Inama Giuseppe, Claus Marco, Nossai Wanda S Pinna, Pedrinazzi Claudio, Durin Ornella, Catanoso Antonio, Cacucci Michele, Valentini Paolo, Rizzini Angelo Lodi, Agricola Pietro, Romagnoli Giulio, Magarini Anna Maria, Bruni Ezio, Aguzzi Regolo, Soccini Fulvio, Maltagliati Diego
U. O. di Cardiologia, A.O. Ospedale Maggiore di Crema, Crema.
G Ital Cardiol (Rome). 2008 Apr;9(4):262-9.

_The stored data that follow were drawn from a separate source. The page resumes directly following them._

Issue #1348, opened 2023-03-16
Fingering Below Single Stave


chbauman:
Currently, setting the option `this.rules.FingeringPosition = 1` (`fingeringPosition = "below"` in options) does not work if there is a single stave, fingering markings will always be placed on top. 

The reason is that in `calculateFingerings()`, this option is always overwritten to "Above" because `measure.isUpperStaffOfInstrument()` returns true.

sschmidTU:
Fixed in #1349.
Thanks for the report and fix!

PR #1349, opened 2023-03-16
Better fingering position selection

chbauman:
Keeping fingering position if it was set to a fixed value.

Adresses #1348


sschmidTU (changes requested):
Good change, thanks!
Can you please do the two small refactor changes?
I can also do these after merging if you don't have the time, but it would make the PR neater and give you more credit for the commit/code lines.

chbauman:
Thanks for the feedback. I implemented the suggested changes, now it should be good to merge.

sschmidTU (approved):
Looks good now, thanks for making the changes, and contributing the fix!
Merging.

PR #1357, opened 2023-03-29
Make `new-page="yes"` create a new system when `newSystemFromXML` is `true`

PolariTOON:
Currently, with `{newPageFromXML: false, newSystemFromXML: true}` options, system breaks are only inserted when the measure does not fit in the system or when the MusicXML mandates a *system* break.
*Page* breaks defined by MusicXML are not taken into account, resulting in the measures keeping getting added to the same system if they still fit.
But usually, every new page starts with a new system so, while my understanding of the MusicXML format is low, i think `new-page="yes"` should also be considered a system break, even if `new-system="yes"` is not explicitely set on the `<print />` element.
This PR attempts to fix that.


sschmidTU:
Hmm, that's a good idea, we can add an option for this, but
1. The MusicXML standard doesn't say new-page implies new-system
https://www.w3.org/2021/06/musicxml40/musicxml-reference/elements/print/
Granted, it does say a page break should be forced, and OSMD refuses that, but that leads to 2.:
2. Always implying a system break assumes that page-breaks in MusicXML are always meaningfully inserted, which is unfortunately not the case.
Our MusicXML samples are filled with unnecessary page breaks, here is one example that makes little sense:
image
Here, the XML gives a forced new-page for measure 7. There is no reason to do a system break here.

As is OSMD's logic in general, the layout in OSMD is unavoidably different to the layout in the original music program used to export the score, and a different number of measures will fit a system, so OSMD does not respect layout instructions in the MusicXML that don't make sense for OSMD (because they only make sense with the exact original layout in the original music program exported from).

I've created a test sample with a page break after measure 1 (Musescore 3):
image

[test_pagebreak_implies_systembreak.zip](https://github.com/opensheetmusicdisplay/opensheetmusicdisplay/files/11101174/test_pagebreak_implies_systembreak.zip)

option used:
`osmd.EngravingRules.NewSystemAtXMLNewSystemAttribute = true`

reference behavior on develop:
image

With this change/option, it does a system break:
image

So, as a conclusion, I would suggest adding an option for `page break implies system break`, and only enabling this behavior when that option is set as well.
I'll make more comments in the review/files changed section.
(if possible, please also add the sample above to test/data. unzipped of course.)

src/MusicalScore/Graphical/MusicSystemBuilder.ts
```diff
@@ -135,7 +135,7 @@ export class MusicSystemBuilder {
             const measureFitsInSystem: boolean = this.currentSystemParams.currentWidth + totalMeasureWidth + nextMeasureBeginInstructionWidth < systemMaxWidth;
             const doXmlPageBreak: boolean = this.rules.NewPageAtXMLNewPageAttribute && sourceMeasure.printNewPageXml;
             const doXmlLineBreak: boolean = doXmlPageBreak || // also create new system if doing page break
-                (this.rules.NewSystemAtXMLNewSystemAttribute && sourceMeasure.printNewSystemXml);
+                (this.rules.NewSystemAtXMLNewSystemAttribute && (sourceMeasure.printNewPageXml || sourceMeasure.printNewSystemXml));
```
sschmidTU, line 138: I would prefer switching the order here, printNewSystem first, printNewPage second. Logically the same of course, but printNewSystem makes more sense so it's more intuitive to come first.

Also, since the printNewPageXml value will only be respected with the new `PageBreakImpliesSystemBreak` EngravingRule, please extract this part of the condition into its own variable, something like:
```ts
const impliedSystemBreak: boolean = sourceMeasure.printNewPageXml && this.rules.PageBreakImpliesSystemBreak;

const doXmlLineBreak: boolean = doXmlPageBreak || // also create new system if doing page break
    (this.rules.NewSystemAtXMLNewSystemAttribute && (sourceMeasure.printNewSystemXml || impliedSystemBreak));
```

sschmidTU (changes requested):
See comments for changes requested, including the new EngravingRule.
Definitely a good option to have, but should not be default behavior.

PolariTOON:
As suggested, I added a new engraving rule to control this behavior, instead of modifying an existing one.
But i was unsure about how it should interact with `newSystemFromXML` and `newPageFromXML`. Obviously, it conflicts with `newPageFromXML` (perhaps i should have made it an `enum` instead ?), but instead of also make it depend on `newSystemFromXML`, i have choosen to make the new option work no matter `newSystemFromXML`'s value.
That way, an user can also decide to force to insert new systems at `new-page="yes"` but not at `new-system="yes"` (as it is already the default behavior).

src/MusicalScore/Graphical/MusicSystemBuilder.ts
```diff
@@ -134,7 +134,9 @@ export class MusicSystemBuilder {
             }
             const measureFitsInSystem: boolean = this.currentSystemParams.currentWidth + totalMeasureWidth + nextMeasureBeginInstructionWidth < systemMaxWidth;
             const doXmlPageBreak: boolean = this.rules.NewPageAtXMLNewPageAttribute && sourceMeasure.printNewPageXml;
-            const doXmlLineBreak: boolean = doXmlPageBreak || // also create new system if doing page break
+            const impliedSystemBreak: boolean = doXmlPageBreak || // also create new system if doing page break
```
sschmidTU, line 137: an implied system break is not a page break.
this variable should be:
```typescript
const impliedSystemBreak: boolean = sourceMeasure.printNewPageXml && this.rules.PageBreakImpliesSystemBreak;
```
as I wrote in my other comment. If we have a page break, we don't need a system/line break.

src/OpenSheetMusicDisplay/OSMDOptions.ts
```diff
@@ -178,6 +178,11 @@ export interface IOSMDOptions {
      *  at different measures. So this option may result in a system break after a single measure in a system.
      */
     newSystemFromXML?: boolean;
+    /** Whether to begin a new system ("line break") when given a new page in XML ('new-page="yes"').
```
sschmidTU, line 181: when given a new page, but newPageFromXML is false.
Again, when we do a page break because the newPageFromXML is true, we don't need a system break. A page break is an implicit system break.

sschmidTU (changes requested):
Functionally this seems fine now, just style/code understanding changes requested.

src/MusicalScore/Graphical/MusicSystemBuilder.ts
sschmidTU: Wait, ignore the previous comment, this was as before and necessary. Sorry, I got confused there.

sschmidTU: Actually this is fine anyways, because logically, a page break also implies a system break anyways.

sschmidTU (approved):
Looks good to me now, I'll just run some tests and then merge.
Thanks for the contribution and implementing the requested changes!

PolariTOON:
@sschmidTU I think you got confused by the similarity of subsequent docstrings, and added a new comment for the option just below (`newPageFromXML`).

sschmidTU:
... and I forgot to stage the OSMDOptions file in the previous commit. Just proving my point ;)

sschmidTU:
Comment fixed once more. Should hopefully be the last correction ;)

The aim of this study was to compare the economic impact and results achieved by recourse to outsourced management of the procedures carried out in the electrophysiology and catheterization laboratory of the Department of Cardiology of the Crema Hospital with the in-house setting up and operation of the same activities.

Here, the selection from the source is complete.